After decades of TV series that either made Black people invisible, stereotyped them, or cast them in roles where their race really didn't matter, lately we've gotten a bumper crop of high-quality race-examining major-studio TV: Lovecraft Country, Watchmen, and many others.
Paul Krugman did a responsible thing Friday: He committed his thoughts about inflation to print before actual inflation heats up.
There are indeed reasons to be worried about inflationary overheating. In fact, even those of us who think it will be OK expect to see above-normal inflation this year. We just think it will be a blip. ... [I]t seems to me that we should make that argument now, so as not to be accused of making excuses after the fact. This is a good time to identify which aspects of inflation might worry us, and which shouldn’t.

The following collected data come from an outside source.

PR #1329, opened 2026-08-15
Fix DRA driver Pod not evicted during node drain

### LINKED ISSUE #1328: DRA DaemonSet Pod stays on a cordoned node while KMM unloads the kernel module
#1274 fixed a drain deadlock for the device plugin by adding a `device-plugin-target` node label. The DRA reconciler never got the same treatment, so for a Module that has both `spec.moduleLoader` and `spec.dra`, the DRA driver Pod can still be running on a cordoned node at the moment KMM creates the worker Pod that unloads the kernel module the driver sits on top of.

I went looking for this after reading #1274 and noticing that `DRAReconciler.SetupWithManager` (`internal/controllers/dra_reconciler.go:75-88`) watches `Module`, owned `DaemonSet`s and `DeviceClass`, but not `Node`.

## Why kmm-ready is not enough on its own

DaemonSet Pods get an automatic toleration for `node.kubernetes.io/unschedulable:NoSchedule`, and `kubectl drain` will not evict them (it refuses to run without `--ignore-daemonsets`, and skips them with it). Cordoning a node therefore does nothing to the DRA Pod by itself. The only thing that can remove it is its nodeSelector no longer matching.

For a Module with a ModuleLoader, `setDRAAsDesired` (`dra_reconciler.go:511-523`) builds that nodeSelector out of `kmm-ready` plus, during an ordered upgrade, the schedule-pod version label. The device plugin's equivalent (`device_plugin_reconciler.go:505-524`) asks for `kmm-ready` and `device-plugin-target`, and `handleDevicePluginTargetLabels` (`device_plugin_reconciler.go:232-259`) strips that second label as soon as the node stops being schedulable.

Meanwhile the unload path is already moving:

1. `ModuleReconciler` only targets schedulable nodes (`module_reconciler.go:125`), so the cordoned node drops out.
2. That leaves its NMC as a leftover in `prepareSchedulingData`, which becomes `disableModuleOnNode` and removes the Module from the NMC `.spec` (`module_reconciler.go:143-151`, `441-467`).
3. The status entry is now an orphan, so `ProcessUnconfiguredModuleStatus` creates the unloader Pod (`nmc_reconciler.go:133-142`, `409-437`). That function checks `IsNodeRebooted` but not schedulability.
4. `kmm-ready` survives all of it, because `removeOrphanedLabels` (`nmc_reconciler.go:742-755`) only drops a label when the module appears in neither spec nor status, and the status entry stays until the unloader succeeds.

So the DRA Pod keeps matching, and the unloader runs anyway.

## There is a race here, which is probably why it went unnoticed

`nmc_reconciler.go:106-117` does remove `kmm-ready` when a node becomes unschedulable, but only for modules that are still in the NMC `.spec`. `ModuleReconciler` and `NMCReconciler` are separate controllers with separate workqueues and both are woken by the same node spec change, so which one gets there first is not defined:

* If the NMC reconciler wins, the module is still in `.spec`, `kmm-ready` comes off, and the DRA Pod stops matching.
* If the module reconciler wins, the module has already left `.spec`, that branch is skipped, and the unloader is created while `kmm-ready` and the DRA Pod are both still in place.

Removal of `device-plugin-target` does not depend on NMC spec state at all, which is why the device plugin is covered either way and DRA only in the first case.

## Reproducing it

I don't have a DRA-capable cluster with a driver that actually pins the module, so I drove the real reconciler code with a fake client and a mocked worker-pod manager, in the ordering above. Everything below comes from production code paths; only Pod creation is mocked.

```
=== RUN   TestRepro1_NodeSelectors
  DRA           DaemonSet nodeSelector: map[kmm.node.kubernetes.io/default.kmm-ci-dra.ready:]
  DevicePlugin  DaemonSet nodeSelector: map[kmm.node.kubernetes.io/default.kmm-ci-dra.device-plugin-target: kmm.node.kubernetes.io/default.kmm-ci-dra.ready:]
--- PASS
=== RUN   TestRepro2_AfterCordon
  node labels after cordon reconcile: map[kmm.node.kubernetes.io/default.kmm-ci-dra.ready: kubernetes.io/hostname:worker-1]
  cordoned node still matches DRA          DaemonSet: true
  cordoned node still matches DevicePlugin DaemonSet: false
--- PASS
=== RUN   TestRepro3_ModuleReconcilerDropsNode
  ModuleReconciler schedulable targets after cordon: 0
  NMC spec modules:   0
  NMC status modules: 1
--- PASS
=== RUN   TestRepro4_UnloaderRunsWhileDRAPodStillMatches
  CreateUnloaderPod called for default/kmm-ci-dra on worker-1
  unloader Pod created:            true
  kmm-ready still on node:         true
  DRA DaemonSet still selects node: true
--- PASS
```

Happy to attach the test file if it's useful; it's around 250 lines and mostly setup.

## Steps to reproduce on a cluster

1. Apply a Module with both `spec.moduleLoader` and `spec.dra`. `ci/module-kmm-ci-dra.yaml` already has that shape.
2. Wait for the kmod to load and the DRA DaemonSet Pod to report ready.
3. `kubectl cordon <node>`.
4. The node leaves the Module's schedulable targets and a `kmm-worker-<node>-<module>` unloader Pod appears, while the DRA DaemonSet Pod is still `Running`.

In short: He expects the economy to boom in the coming year, for two reasons:
- vaccinated people who have been working from home and saving their money start to get out and spend that money
- the government's emergency anti-Covid spending.
Inflation will be part of that boom, as oil prices go back up and some parts of the economy grow faster than others, creating bottlenecks.
But history shows us two very different kinds of inflation: temporary blips, like during wars, and "embedded" inflation, like in the 1970s. The first kind of inflation goes away on its own as soon as the situation that caused it abates. The second won't end without some kind of drastic intervention, like when the Fed shut down the 1970s inflation by raising interest rates over 20% and causing a major recession.
So the tricky thing going forward will be how to interpret inflation numbers: There's nothing to worry about when depressed prices return to normal, or when a bottleneck sends prices of some particular commodity soaring temporarily. But a general inflation, where prices go up because prices are going up, is more serious.
and let's close with an overdose of cuteness
A boy romps with golden retriever puppies, and is mobbed by them when he falls down. One of the commenters says: "This should be prescribed as a cure for depression."